You probably won’t get to see the distillery itself, but the company’s state-of-the-art Bourbon Heritage Center in Bardstown is great. Exhibits take you through the entire history of America’s native spirit before ending in a barrel-shaped tasting room with Heaven Hill libations. The Heritage Center is on the same property as dozens of huge rick houses that to gether hold an awe-inspiring (and liver-twinging) 800,000 barrels of underage bourbon.

No trip would be complete without a stop at Wild Turkey, set on a riverside bluff in Lawrence burg. The home of the famous 101 may not be as well set up for tourists as other facilities, but it is as good an example of a working distillery as can be found. Besides, any lack of amenities is more than made up for by the products, which range from the flagship brand at various proofs and ages to Russell’s Reserve to Rare Breed to rye. Sadly, you are unlikely to see the company’s American Honey Liqueur girls hanging around. But if you’re really lucky, you will get a chance to talk to the legendary master distiller, Jimmy Russell, who has been in the business for more than 50 years and could be straight out of central casting, if he weren’t the real thing.

With Kentucky winters wet and summers sticky, the best time to go is either spring or fall. Try late April or early May, when the Kentucky Derby Festival is under way. It’s two solid weeks of partying leading up to the Run for the Roses, which is the first Saturday in May, and it’s kicked off by Thunder Over Louisville, one of the most—maybe the most—spectacular fireworks displays in the world. Be warned: Derby weekend is chaotic and the prices of everything from parking to pancakes seem to triple. But hell, everyone ought to go once.

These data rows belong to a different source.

Issue #1399, opened 2023-01-27
Support `rpc_user` and `rpc_pass`


garyray-k:
According to an ask in the Discord, ord uses a cookie for RPC authentication. Please support `rpc_user` and `rpc_pass` to enable easier (non-tech friendly) remote connections to bitcoin core.

raphjaph:
We added this check out PR https://github.com/casey/ord/pull/1527

PR #1527, opened 2023-02-06
Allow rpc_user and rpc_pass in config file

raphjaph:
#1399 

Probably closes:
#1785
#1562


raphjaph:
Let's not support this as flags but as a option in the config file

bliotti:
Probably need to change Title "Instead of"?  
Was worried we were dropping  .cookie

bliotti:
Tested [37d36ea](https://github.com/casey/ord/pull/1527/commits/37d36ea00d0607ed1c52a790423e265bf4345baa)  , both methods work.

**However `rpcuser` and `rpcpassword` are deprecated.** 

```
2023-02-06 21:34:02 bitcoin.conf file exists, skipping.
2023-02-06 21:34:02 2023-02-07T02:34:02Z Bitcoin Core version v24.0.1 (release build)
2023-02-06 21:34:02 2023-02-07T02:34:02Z Signet derived magic (message start): 0a03cf40
2023-02-06 21:34:02 2023-02-07T02:34:02Z Using the 'sse4(1way),sse41(4way),avx2(8way)' SHA256 implementation
2023-02-06 21:34:02 2023-02-07T02:34:02Z Using RdSeed as an additional entropy source
2023-02-06 21:34:02 2023-02-07T02:34:02Z Using RdRand as an additional entropy source
2023-02-06 21:34:02 2023-02-07T02:34:02Z Default data directory /root/.bitcoin
2023-02-06 21:34:02 2023-02-07T02:34:02Z Using data directory /root/.bitcoin/signet
2023-02-06 21:34:02 2023-02-07T02:34:02Z Config file: /root/.bitcoin/bitcoin.conf
2023-02-06 21:34:02 2023-02-07T02:34:02Z Config file arg: rpcpassword=****
2023-02-06 21:34:02 2023-02-07T02:34:02Z Config file arg: rpcuser=****
2023-02-06 21:34:02 2023-02-07T02:34:02Z Config file arg: server="1"
2023-02-06 21:34:02 2023-02-07T02:34:02Z Config file arg: signet="1"
2023-02-06 21:34:02 2023-02-07T02:34:02Z Config file arg: txindex="1"

2023-02-06 21:34:02 2023-02-07T02:34:02Z Config options rpcuser and rpcpassword will soon be deprecated. Locally-run instances may remove rpcuser to use cookie-based auth, or may be replaced with rpcauth. Please see share/rpcauth for rpcauth auth generation.

2023-02-06 21:34:02 2023-02-07T02:34:02Z [http] starting 4 worker threads
2023-02-06 21:34:02 2023-02-07T02:34:02Z Using wallet directory /root/.bitcoin/signet/wallets
2023-02-06 21:34:02 2023-02-07T02:34:02Z init message: Verifying wallet(s)…
2023-02-06 21:34:02 2023-02-07T02:34:02Z Using /16 prefix for IP bucketing
```

raphjaph:
Yea, using rpc_user and rpc_pass should not be encouraged

andrewtoth:
> rpcuser and rpcpassword will soon be deprecated. 

They will not be deprecated from use in clients. The deprecation refers to using bare `rpcuser/rpcpassword` in Bitcoin Core's `bitcoin.conf`. When configuring bitcoind you should not use `rpcuser/rpcpassword` but `rpcauth`. For clients `rpcuser/rpcpassword` will never be deprecated, how else would they authenticate without access to the cookie file?

raphjaph:
> They will not be deprecated from use in _clients_. The deprecation refers to using bare `rpcuser/rpcpassword` in favor of generating an `rpcauth` with the user and password in Bitcoin Core's `bitcoin.conf`. When configuring bitcoind you should not use `rpcuser/rpcpassword` but `rpcauth`, which does not expose the password in plaintext in the config file. For clients `rpcuser/rpcpassword` will not be deprecated.

Yes, true. Passing credentials as command line flags is still not ideal because those will be stored in plaintext in your bash history. I've add it as flags anyway because that fear is probably overblown.

raphjaph:
`rpc_user` and `rpc_pass` can now be passed in to `ord` in a plethora of ways. In order of precedence:
- in the `ord.yaml` config file
- as environmental variables
- as command line options
- through the cookie file

Generally I think we have to overhaul or configuration setup. I think there should be global `Config` or `Options` struct maybe initialized with `lazy_static!` à la [this](https://www.philipdaniels.com/blog/2019/rust-configuration-example/) method. We were creating rpc clients in different places in `index.rs` that didn't go through or `Option` methods. These were verifying that the client is and Bitcoin Core are the correct version, etc. This PR also contains some `.clone()`s in places that might be inefficient.

Sjors:
In addition to these methods, you could also read `rpcuser` and `rpcpassword` from `bitcoin.conf`, like `bitcoin-cli` does. For example a user might want to run their `bitcoind` under a different user than `ord`, in which case it won't have access to the cookie file, but you can create a `bitcoin.conf` file with the RPC credentials. (this isn't super useful in practice because Bitcoin Core doesn't have a way yet to limit RPC permissions)

raphjaph:
> In addition to these methods, you could also read `rpcuser` and `rpcpassword` from `bitcoin.conf`, like `bitcoin-cli` does. For example a user might want to run their `bitcoind` under a different user than `ord`, in which case it won't have access to the cookie file, but you can create a `bitcoin.conf` file with the RPC credentials. (this isn't super useful in practice because Bitcoin Core doesn't have a way yet to limit RPC permissions)

I think `rpcuser/rpcpass` from `bitcoin.conf` is being deprecated in favor of `rpcauth`. This will only store the username, password hash and salt.

Sjors:
Assuming a system with two users: `bitcoin` and `ord`. It makes sense for the `bitcoin` user to use `rpcauth` so only the hash is stored. But the `ord` user would use `rpcpass`. It's a bit confusing that both `bitcoind` and `bitcoin-cli` use the same config file. I don't think this will stop working anytime soon.

src/options.rs
```diff
@@ -137,24 +141,45 @@ impl Options {
...
-
     let rpc_url = self.rpc_url();
 
-    log::info!(
-      "Connecting to Bitcoin Core RPC server at {rpc_url} using credentials from `{}`",
-      cookie_file.display()
-    );
+    let config = self.load_config().unwrap();
+
+    let auth = if let (Some(rpc_user), Some(rpc_pass)) = (config.rpc_user, config.rpc_pass) {
```
casey, line 148: For context:

https://stackoverflow.com/questions/32272911/precedence-of-configuration-options-environment-registry-configuration-file-a

src/options.rs
```diff
@@ -137,24 +141,45 @@ impl Options {
...
+      Auth::UserPass(rpc_user, rpc_pass)
+    } else if let (Some(rpc_user), Some(rpc_pass)) = (self.rpc_user.clone(), self.rpc_pass.clone())
+    {
+      log::info!(
+        "Connecting to Bitcoin Core RPC server at {rpc_url} using rpc_pass for `{rpc_user}`",
+      );
+
+      Auth::UserPass(rpc_user, rpc_pass)
+    } else if let (Some(rpc_user), Some(rpc_pass)) =
+      (env::var_os("RPC_USER"), env::var_os("RPC_PASS"))
```
casey, line 162: disaggregate `rpc_user` and `rpc_pass`

src/options.rs
```diff
@@ -561,6 +586,45 @@ mod tests {
         .unwrap(),
       Config {
         hidden: iter::once(id).collect(),
+        rpc_user: None,
+        rpc_pass: None,
+      }
+    );
+  }
+
+  #[test]
```
casey, line 595: unit test and precedent test

src/options.rs
```diff
@@ -561,6 +586,45 @@ mod tests {
...
+  fn test_rpc_user_and_pass_flags() {
+    let options = Arguments::try_parse_from([
+      "ord",
+      "--rpc-user",
+      "satoshi",
```
casey, line 600: use `foo` and `bar`

casey (changes requested):
Great start! Let's do the following:

- Write a function which takes a cli flag value, a environment variable, a config file option, and a default value, and returns the correct value. Unit test this so we don't have to test all combinations of configuration layers in integration tests.
- Write integration tests which test all three configuration layers independently: Config with CLI flags, environment variables, config file, and default value for RPC user and RPC pass. (We don't need to comprehensively test existing options.)
- Use `foo`, `bar`, and `baz` consistently when arbitrary strings or variable names are needed in tests. (Don't need to refactor other stuff, just this PR.

src/index/updater.rs
```diff
@@ -34,6 +34,7 @@ pub(crate) struct Updater {
   height: u64,
   index_sats: bool,
   sat_ranges_since_flush: u64,
+  options: Options,
```
andrewtoth, line 37: Do we really need to make `options`  a member of the `Updater` struct? It's only used one time on line 101, `let rx = Self::fetch_blocks_from(index, self.height, self.index_sats, self.options.clone())?;` where we are already passing in `index` which has the `options` as a member already.

raphjaph: good point, I'll try to remove it.

src/index/updater.rs
```diff
@@ -179,13 +179,13 @@ impl Updater {
...
     index_sats: bool,
+    options: Options,
   ) -> Result<mpsc::Receiver<BlockData>> {
     let (tx, rx) = mpsc::sync_channel(32);
 
     let height_limit = index.height_limit;
 
-    let client =
-      Client::new(&index.rpc_url, index.auth.clone()).context("failed to connect to RPC URL")?;
+    let client = options.bitcoin_rpc_client()?;
```
andrewtoth, line 188: Why not just `let client = index.options.bitcoin_rpc_client()?;`, and then we don't have to pass the cloned `options` in here at all?

src/options.rs
```diff
@@ -136,25 +140,56 @@ impl Options {
...
+    log::info!("Connecting to Bitcoin Core at {}", self.rpc_url());
 
-    log::info!(
-      "Connecting to Bitcoin Core RPC server at {rpc_url} using credentials from `{}`",
-      cookie_file.display()
+    let rpc_user = Options::derive_var(
+      self.rpc_user.clone().map(|string| string.into()),
+      env::var_os("RPC_USER"),
+      self
+        .load_config()
```
andrewtoth, line 159: Could load config and store in a variable above this statement and reuse below for `rpc_pass`?

src/options.rs
```diff
@@ -136,25 +140,56 @@ impl Options {
...
 
-    let rpc_url = self.rpc_url();
+  pub(crate) fn auth(&self) -> Auth {
+    log::info!("Connecting to Bitcoin Core at {}", self.rpc_url());
 
-    log::info!(
-      "Connecting to Bitcoin Core RPC server at {rpc_url} using credentials from `{}`",
-      cookie_file.display()
+    let rpc_user = Options::derive_var(
+      self.rpc_user.clone().map(|string| string.into()),
```
andrewtoth, line 156:
```suggestion
      self.rpc_user.as_ref().map(|string| string.into()),
```

src/options.rs
```diff
@@ -136,25 +140,56 @@ impl Options {
...
 
-    let client =
-      Client::new(&rpc_url, Auth::CookieFile(cookie_file.clone())).with_context(|| {
-        format!(
-          "failed to connect to Bitcoin Core RPC at {rpc_url} using cookie file {}",
-          cookie_file.display()
-        )
-      })?;
+    let rpc_pass = Options::derive_var(
+      self.rpc_pass.clone().map(|string| string.into()),
```
andrewtoth, line 167:
```suggestion
      self.rpc_pass.as_ref().map(|string| string.into()),
```

src/index/updater.rs
raphjaph: jup

raphjaph: jup

raphjaph:
Thanks for the review @andrewtoth! 

I've updated the things.

src/subcommand/server.rs
```diff
@@ -2266,7 +2288,8 @@ mod tests {
 
   #[test]
   fn feed() {
-    let server = TestServer::new_with_sat_index();
+    // let server = TestServer::new_with_sat_index();
```
andrewtoth, line 2291: Commented line should be removed

src/subcommand/server.rs
```diff
@@ -937,6 +937,28 @@ mod tests {
       Self::new_server(test_bitcoincore_rpc::spawn(), None, ord_args, server_args)
     }
 
+    fn new_with_regtest() -> Self {
```
andrewtoth, line 940:
```suggestion
    fn new_regtest() -> Self {
```
seems simpler?

andrewtoth (changes requested):

andrewtoth:
Two small nits but otherwise LGTM.

src/config.rs
```diff
@@ -3,6 +3,8 @@ use super::*;
 #[derive(Deserialize, Default, PartialEq, Debug)]
 pub(crate) struct Config {
   pub(crate) hidden: HashSet<InscriptionId>,
+  pub(crate) rpc_user: Option<String>,
+  pub(crate) rpc_pass: Option<String>,
```
casey, line 7: Struct fields should be sorted.

src/options.rs
```diff
@@ -37,6 +37,10 @@ pub(crate) struct Options {
   pub(crate) index_sats: bool,
   #[clap(long, short, help = "Use regtest. Equivalent to `--chain regtest`.")]
   pub(crate) regtest: bool,
+  #[clap(long, help = "Authenticate to Bitcoin Core RPC as <RPC_USER>.")]
+  pub(crate) rpc_user: Option<String>,
+  #[clap(long, help = "Authenticate to Bitcoin Core RPC with <RPC_PASS>.")]
+  pub(crate) rpc_pass: Option<String>,
```
casey, line 43: I notice that both `rpc_user` and `rpc_pass` are optional. What is the behavior when we pass `rpc_user` without `rpc_pass`, and vice versa? We should have test coverage for all four cases. (up/Up/uP/UP)

src/options.rs
```diff
@@ -136,25 +140,50 @@ impl Options {
...
-    let cookie_file = self
-      .cookie_file()
-      .map_err(|err| anyhow!("failed to get cookie file path: {err}"))?;
+  fn derive_var(
+    arg: Option<OsString>,
+    env: Option<OsString>,
+    config: Option<OsString>,
+    default: Option<OsString>,
+  ) -> Option<OsString> {
+    arg.or(env).or(config).or(default)
```
casey, line 149: Genau!

src/options.rs
```diff
@@ -136,25 +140,50 @@ impl Options {
...
+  }
 
-    let rpc_url = self.rpc_url();
+  pub(crate) fn auth(&self) -> Auth {
+    log::info!("Connecting to Bitcoin Core at {}", self.rpc_url());
+
+    let config = self.load_config().unwrap();
```
casey, line 155: This function must return an error, and we should include here a good error message. There are many reasons why config loading might fail, so this will be a common error that users encounter.

src/options.rs
```diff
@@ -136,25 +140,50 @@ impl Options {
...
 
-  pub(crate) fn bitcoin_rpc_client(&self) -> Result<Client> {
-    let cookie_file = self
-      .cookie_file()
-      .map_err(|err| anyhow!("failed to get cookie file path: {err}"))?;
+  fn derive_var(
+    arg: Option<OsString>,
+    env: Option<OsString>,
+    config: Option<OsString>,
+    default: Option<OsString>,
```
casey, line 147: The current function signature doesn't allow passing, for example, strings, osstr, cstr, etc. We should make the function signature more generic, so the caller can pass any combination of types that can be converted into an osstr, which will allow fewer conversions at the call site.

I was thinking of suggesting this:

```suggestion
    arg: Option<impl AsRef<OsStr>>,
    env: Option<impl AsRef<OsStr>>,
    config: Option<impl AsRef<OsStr>>,
    default: Option<impl AsRef<OsStr>>,
```

But use of generics forces the compiler to emit a monomerized function for every combination of argument types.

I'm leaning towards this, which should be faster to compile, and which is a bit simpler to read:

```suggestion
    arg: Option<&OsStr>,
    env: Option<&OsStr>,
    config: Option<&OsStr>,
    default: Option<&OsStr>,
```

src/options.rs
```diff
@@ -136,25 +140,50 @@ impl Options {
...
-    let rpc_url = self.rpc_url();
+  pub(crate) fn auth(&self) -> Auth {
+    log::info!("Connecting to Bitcoin Core at {}", self.rpc_url());
+
+    let config = self.load_config().unwrap();
+
+    let rpc_user = Options::derive_var(
+      self.rpc_user.as_ref().map(|string| string.into()),
+      env::var_os("RPC_USER"),
+      config.rpc_user.map(|string| string.into()),
```
casey, line 160: This will need some fiddling to work with the changed function signature.

src/options.rs
```diff
@@ -136,25 +140,50 @@ impl Options {
...
+      None,
+    );
 
-    log::info!(
-      "Connecting to Bitcoin Core RPC server at {rpc_url} using credentials from `{}`",
-      cookie_file.display()
+    let rpc_pass = Options::derive_var(
+      self.rpc_pass.as_ref().map(|string| string.into()),
```
casey, line 165: This will need some fiddling to work with the changed function signature.

casey (changes requested):
Did a partial review, check out my comments!

src/options.rs
```diff
@@ -136,25 +140,50 @@ impl Options {
     )
   }
 
-  pub(crate) fn bitcoin_rpc_client(&self) -> Result<Client> {
-    let cookie_file = self
-      .cookie_file()
-      .map_err(|err| anyhow!("failed to get cookie file path: {err}"))?;
+  fn derive_var(
```
casey, line 143: Also, drive-by post-partial-review comment: I think this function should take `Option<&str>` and return `Option<&str>`.

src/options.rs
```diff
@@ -136,25 +140,50 @@ impl Options {
...
-    let client =
-      Client::new(&rpc_url, Auth::CookieFile(cookie_file.clone())).with_context(|| {
-        format!(
-          "failed to connect to Bitcoin Core RPC at {rpc_url} using cookie file {}",
-          cookie_file.display()
-        )
-      })?;
+    match (rpc_user, rpc_pass) {
+      (Some(rpc_user), Some(rpc_pass)) => Auth::UserPass(
+        rpc_user.into_string().expect("rpc_user is invalid UTF-8"),
```
casey, line 173: These should be converted to `&str` at the call site. Additionally, we need to return an error if the rpc_user and rpc_pass aren't UTF-8

src/options.rs
```diff
@@ -136,25 +140,50 @@ impl Options {
...
+        rpc_pass.into_string().expect("rpc_pass is invalid UTF-8"),
+      ),
+      _ => Auth::CookieFile(self.cookie_file().unwrap()),
```
casey, line 176: Unwraps should be avoided. Also, the cookie file not being present is a common error, so we need to return a good error message.

src/options.rs
```diff
@@ -561,6 +590,39 @@ mod tests {
         .unwrap(),
       Config {
         hidden: iter::once(id).collect(),
+        rpc_user: None,
+        rpc_pass: None,
```
casey, line 594: These should be sorted.

casey (changes requested):
Some more changes.

src/options.rs
raphjaph: It tries to get it from env or config file. Finally it looks at the cookie file.

src/options.rs
```diff
@@ -136,25 +140,69 @@ impl Options {
...
+
+    let rpc_pass = Options::derive_var(
+      self.bitcoin_rpc_pass.as_deref(),
+      Some("BITCOIN_RPC_PASS"),
+      config.rpc_pass.as_deref(),
+      None,
+    )?;
+
+    match (rpc_user, rpc_pass) {
+      (Some(rpc_user), Some(rpc_pass)) => Ok(Auth::UserPass(rpc_user, rpc_pass)),
```
casey, line 185: We should handle the `None/Some` and `Some/None` cases by throwing an error, and we should have tests for both of these cases.

tests/index.rs
```diff
@@ -1,4 +1,4 @@
-use super::*;
+use {super::*, crate::command_builder::ToArgs};
```
casey, line 1: What is the import used for? Can we remove it?

tests/index.rs
```diff
@@ -35,3 +35,32 @@ fn re_opening_database_does_not_trigger_schema_check() {
     .rpc_server(&rpc_server)
     .run();
 }
+
+#[test]
+fn index_runs_with_rpc_user_and_pass_as_env_vars() {
```
casey, line 40: Let's modify this test to make sure we're using the correct values. Let's record the user and pass which are passed each time a client connects, and then do something like `assert_eq!(rpc_server.client_credentials, &[("foo", "bar")])`.

tests/server.rs
```diff
@@ -298,3 +298,50 @@ fn expected_sat_time_is_rounded() {
     r".*<dt>timestamp</dt><dd><time>.* \d+:\d+:\d+ UTC</time> \(expected\)</dd>.*",
   );
 }
+
+#[test]
+fn server_runs_with_rpc_user_and_pass_as_env_vars() {
```
casey, line 303: Let's do the same style of test in index_runs_with_rpc_user_and_pass_as_env_vars

casey (changes requested):
SO CLOSE

tests/index.rs
raphjaph: Yes, we need it for the `to_args()` function call in one of the tests.

tests/index.rs
raphjaph: The way the our mock bitcoin core instance is written I do not have access to the Basic Authentication http header. So I can't know what credentials are passed in.

tests/server.rs
raphjaph: see above

casey (approved):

Not that Louisville isn’t a party town the rest of the year: The bar and restaurant scene is hot, and the Kentucky Bourbon Festival is held each September. Historic Churchill Downs, home of the Derby, has both spring and fall meets. And for those inclined toward watching a different kind of filly prance, the River City is also famous for its strip clubs, most of which are full-nude and full-bar.